RandomForestRegressor Model
Next, we train our data using the Random forest regressor model. The code and syntax for this is similar to what we did with the linear regression. Here is what our code looks like:
from sklearn.ensemble import RandomForestRegressor
# Create the RandomForestRegressor
rf = RandomForestRegressor()
# Create the pipeline with column transformer, scaler, and the RandomForestRegressor
pipe = make_pipeline(column_trans, scaler, rf)
# Fit the pipeline to the training data
pipe.fit(x_train, y_train)
# Make predictions on the test set
rf_y_pred = pipe.predict(x_test)
# Calculate the R-squared score
r2 = r2_score(y_test, rf_y_pred)
# Print the R-squared score
print("R-squared score:", r2) #0.7445464506210426
The R-squared score for this model is 0.74.
Xgboost Regressor
Finally, we will train our data using the Xgboos regressor model. Again, this is a similar code to what we've done in the previous models:
import xgboost as xgb
# Create the Xgboosregressor model
xgb = xgb.XGBRegressor()
# Create the pipeline with column transformer, scaler, and the XGBRegressor
pipe = make_pipeline(column_trans, scaler,xgb)

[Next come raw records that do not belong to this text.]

PR #9785, opened 2023-08-25
[object] refactor burn/unburn

lightmark:
### Description
shorten our code.

### Test Plan
ut

### DIFF
--- a/aptos-move/framework/aptos-framework/sources/object.move
+++ b/aptos-move/framework/aptos-framework/sources/object.move
@@ -467,21 +467,22 @@ module aptos_framework::object {
     ) acquires ObjectCore {
         let owner_address = signer::address_of(owner);
         verify_ungated_and_descendant(owner_address, object);
+        transfer_raw_inner(object, to);
+    }
 
+    inline fun transfer_raw_inner(object: address, to: address) acquires ObjectCore {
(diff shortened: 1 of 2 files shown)


aptos-move/framework/aptos-framework/sources/object.move
```diff
@@ -467,21 +467,22 @@ module aptos_framework::object {
...
+        if (object_core.owner != to) {
+            event::emit_event(
+                &mut object_core.transfer_events,
+                TransferEvent {
+                    object,
+                    from: object_core.owner,
+                    to,
+                },
+            );
+            object_core.owner = to;
```
davidiw, line 484: please, please no..... now everyone that is not has to read to the bottom lol, I like the rest of the PR but why this....

davidiw (approved):

aptos-move/framework/aptos-framework/sources/object.move
movekevin: Yeah less indentation previously is better

movekevin (approved):

aptos-move/framework/aptos-framework/sources/object.move
lightmark: because inline function does not support `return`...

PR #9787, opened 2023-08-25
add ser/de to CompiledModule focused fuzzers

gedigi:
### Description
- add ser/de to CompiledModule focused fuzzers
- add repro script

### Test Plan
- `test-fuzzers.sh` passes as expected
- `repro.sh` works as expected


davidiw (commented):
why does it see it as deadcode?

wrwg (approved):

gedigi:
> > why does it see it as deadcode?
> 
> I think this can be prevented by making this `cfg(test)`

it actually doesn't. I tried to gate it with `cfg(test)` but it still shows as dead code. maybe it's because the fuzz tests themselves have no main and are not directly linked in the workspace?

davidiw (approved):
I see, this is a deficiency in the way the linter picks up fuzzing targets.... (maybe)

PR #9788, opened 2023-08-26
Merge indexer docs

banool:
This PR rebasees the indexer-docs feature branch into main. Each commit here came from a separate PR. Each commit is independent, let's rebase this rather than merge.


rtso (approved):

developer-docs-site/sidebars.js
```diff
@@ -359,6 +358,51 @@ const sidebars = {
         "tutorials/build-e2e-dapp/handle-tasks",
       ],
     },
+    {
+      type: "category",
+      label: "Learn about the Aptos Indexer",
```
davidiw, line 363: for now, I'd probably still put this under advanced guides or integrate with aptos

agreed it probably belongs under infrastructure and nodes becomes more general...

davidiw (commented):
before we land this, can we please setup redirects for recently moved content?

banool:
Good call, that was on the todolist and subsequently forgotten 🏃‍♀️

developer-docs-site/sidebars.js
banool: Imo that's buried a little too deep. Anyway it doesn't really matter if we're gonna move it again in a few weeks.

banool:
(I've gotta add another redirect and move the content again, this isn't ready to go)

banool:
Okay we're good to go!

bowenyang007 (approved):

PR #9789, opened 2023-08-26
[Execution][Storage] Split the ledger update to a separate phase

sitalkedia:
### Description

Today the ledger update being sequential and in the critical path of execution consumes around ~15% of the execution. This change introduces a new phase for ledger update. Please note that the change only affects the executor benchmark, and current production path should not be affected. We will have a separate change to add a new pipeline stage for this. 

### Test Plan

Ran the benchmark and observed ~10% TPS gain in sharded execution.

### DIFF
--- a/execution/executor/src/metrics.rs
+++ b/execution/executor/src/metrics.rs
@@ -79,6 +79,29 @@ pub static APTOS_EXECUTOR_EXECUTE_BLOCK_SECONDS: Lazy<Histogram> = Lazy::new(|| 
     .unwrap()
 });
 
+pub static APTOS_EXECUTOR_LEDGER_UPDATE_SECONDS: Lazy<Histogram> = Lazy::new(|| {
+    register_histogram!(
+        // metric name
+        "aptos_executor_ledger_update_seconds",
+        // metric description
+        "The total time spent in ledger update in the block executor.",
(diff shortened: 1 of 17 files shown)


execution/executor/src/metrics.rs
```diff
@@ -79,6 +79,29 @@ pub static APTOS_EXECUTOR_EXECUTE_BLOCK_SECONDS: Lazy<Histogram> = Lazy::new(||
...
+        // metric name
+        "aptos_executor_ledger_update_seconds",
+        // metric description
+        "The total time spent in ledger update in the block executor.",
+        exponential_buckets(/*start=*/ 1e-3, /*factor=*/ 2.0, /*count=*/ 20).unwrap(),
+    )
+    .unwrap()
+});
+
+pub static APTOS_EXECUTOR_LEDGER_UPDATE_OTHER_SECONDS: Lazy<HistogramVec> = Lazy::new(|| {
```
msmouse, line 93: what's wrong with just using `APTOS_EXECUTOR_OTHER_TIMERS_SECONDS`?

msmouse (approved):
LGTM.

execution/executor/src/metrics.rs
sitalkedia: Nothing wrong, I thought its just better to have a separate counter for breaking down the ledger update phase but change it back if strong opinion about it.

grao1991 (approved):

# Fit the pipeline to the training data
pipe.fit(x_train, y_train)
# Make predictions on the test set
xgb_y_pred = pipe.predict(x_test)
# Calculate the evaluation
r2 = r2_score(y_test, xgb_y_pred)
# Print the evaluation metrics
print("R-squared score:", r2) #0.7525683915108
The R-squared score for this model is 0.75
After testing our models, the XGBoost Regressor has the best R-squared score, so we will use it to predict the prices of rent in Lagos. We will save the model using pickle so that we can use it later to make predictions.
import pickle
pickle.dump(pipe,open('xgb_model.pkl','wb'))
That’s it, we have now come to the end of this article. For a more in-depth look at the concepts we covered, please see the accompanying notebook on GitHub.
In the next article, we will discuss how to create a webpage for our prediction using Python Flask.
Conclusion:
Prediction models are valuable tools for making decisions. This article discussed the steps involved in building a successful regression model, from data cleaning to model selection and evaluation.